American journalist (born 1973)

Lisa Jeeway Ling (born August 30, 1973) is an American journalist and television personality. She most recently was a news contributor for CBS News. Previously, she was the host for This Is Life with Lisa Ling on CNN, a reporter on Channel One News, a co-host on the ABC daytime talk show The View (1999–2002), the host of National Geographic Explorer (2003–2010), and a special correspondent for The Oprah Winfrey Show. Ling later hosted Our America with Lisa Ling on the Oprah Winfrey Network from 2011 to 2014.

==Early life==
Ling was born in Sacramento, California. Her mother, Mary Mei-yan (née Wang), is a Taiwanese immigrant from Tainan, Taiwan, who served as the head of the Los Angeles office of the Formosan Association for Public Affairs. Ling's father, Chung Teh "Douglas" Ling, was born in Hong Kong in 1937. Her paternal grandmother was born on Labuan, now in modern-day Malaysia. Her paternal grandfather, who was from Guangzhou, Guangdong, was one of the first Chinese students allowed to study in the United States in the 1930s. He earned a degree from New York University and an M.B.A degree from University of Colorado. He struggled to find a job in the United States. He moved to California where he eventually opened the first Chinese restaurant in Folsom.

Ling's parents divorced when she was seven years old. Following the divorce, she and her sister Laura were raised by their father in Carmichael, near Sacramento. Ling admired reporter Connie Chung and aspired to become a journalist.

Ling was educated at Del Campo High School in Fair Oaks, California, graduating in 1991. She studied at the University of Southern California in Los Angeles.
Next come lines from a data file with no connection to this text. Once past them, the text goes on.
PR #134, opened 2024-02-02
chore: az-mkrg fix

rakechill:
**Description**
Follow-up to #131. Currently the e2e test suite + local dev via `make az-all` is blocked by this. The if condition was always evaluating as true, because non-empty strings in bash are truthy.

* `make az-mkrg`, e2e suite (passed, except for utilization, not due to this issue)

- [ ] Yes, issue opened: # 
- [X] No


rakechill (commented):
/test

charliedmcb (approved):
I feel like there is probably something we could do more elegant than grep, but this works :)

Ling chose to leave USC before graduating, starting work as a reporter for Channel One News. She is fluent in Spanish.

==Career==
===The View (1999–2002)===
Ling started in television when she was chosen as one of the four hosts of Scratch, a nationally syndicated teen magazine show based in Sacramento. At 18, she joined Channel One News as one of their youngest reporters and anchors. Among her roles was war correspondent, including assignments in Iraq and Afghanistan. She won several awards for her reporting and documentaries.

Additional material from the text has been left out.